* _Supplied data_
PR #555, opened 2023-11-28
⚠ bump rukpak to v0.16.0

joelanford:
# Description
Bumping rukpak dependency to v0.16.0. This includes changes to the way that rukpak names `Bundle` objects derived from `BundleDeployments` and the way that performs registry+v1 to plain conversion. This results in different names and labels for some objects, so it may be a breaking change for some users.

## Reviewer Checklist

- [ ] API Go Documentation

### DIFF
--- a/go.mod
+++ b/go.mod
@@ -10,7 +10,7 @@ require (
 	github.com/operator-framework/catalogd v0.10.0
 	github.com/operator-framework/deppy v0.1.0
 	github.com/operator-framework/operator-registry v1.32.0
-	github.com/operator-framework/rukpak v0.15.0
+	github.com/operator-framework/rukpak v0.16.0
 	github.com/spf13/pflag v1.0.5
 	github.com/stretchr/testify v1.8.4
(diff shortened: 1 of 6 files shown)


m1kola:
> This results in different names and labels for some objects, so it may be a breaking change for some users.

Trying to understand this a bit better. Is bumping rukpak in operator-controller causing breaking changes? Or deploying a new version of rukpak into the cluster? I suspect it is the latter.

joelanford:
There are no breaking changes to the Operator API in this PR.

However, if there are existing Operator objects in a cluster with existing BundleDeployment objects, the names and labels of Bundles, Roles, RoleBindings, ClusterRoles, and ClusterRoleBindings will change, which will cause the rukpak provisioner recreate those objects with their new names/labels to account for those changes.

If anyone is depending on the old names or labels (they really shouldn't be since they include a hash value that changes as the BD template changes), they'll be broken.

m1kola (approved):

* _Task requirements_
Please retype the data, matching it exactly.

* _Expected output_
PR #555, opened 2023-11-28
⚠ bump rukpak to v0.16.0

joelanford:
# Description
Bumping rukpak dependency to v0.16.0. This includes changes to the way that rukpak names `Bundle` objects derived from `BundleDeployments` and the way that performs registry+v1 to plain conversion. This results in different names and labels for some objects, so it may be a breaking change for some users.

## Reviewer Checklist

- [ ] API Go Documentation

### DIFF
--- a/go.mod
+++ b/go.mod
@@ -10,7 +10,7 @@ require (
 	github.com/operator-framework/catalogd v0.10.0
 	github.com/operator-framework/deppy v0.1.0
 	github.com/operator-framework/operator-registry v1.32.0
-	github.com/operator-framework/rukpak v0.15.0
+	github.com/operator-framework/rukpak v0.16.0
 	github.com/spf13/pflag v1.0.5
 	github.com/stretchr/testify v1.8.4
(diff shortened: 1 of 6 files shown)


m1kola:
> This results in different names and labels for some objects, so it may be a breaking change for some users.

Trying to understand this a bit better. Is bumping rukpak in operator-controller causing breaking changes? Or deploying a new version of rukpak into the cluster? I suspect it is the latter.

joelanford:
There are no breaking changes to the Operator API in this PR.

However, if there are existing Operator objects in a cluster with existing BundleDeployment objects, the names and labels of Bundles, Roles, RoleBindings, ClusterRoles, and ClusterRoleBindings will change, which will cause the rukpak provisioner recreate those objects with their new names/labels to account for those changes.

If anyone is depending on the old names or labels (they really shouldn't be since they include a hash value that changes as the BD template changes), they'll be broken.

m1kola (approved):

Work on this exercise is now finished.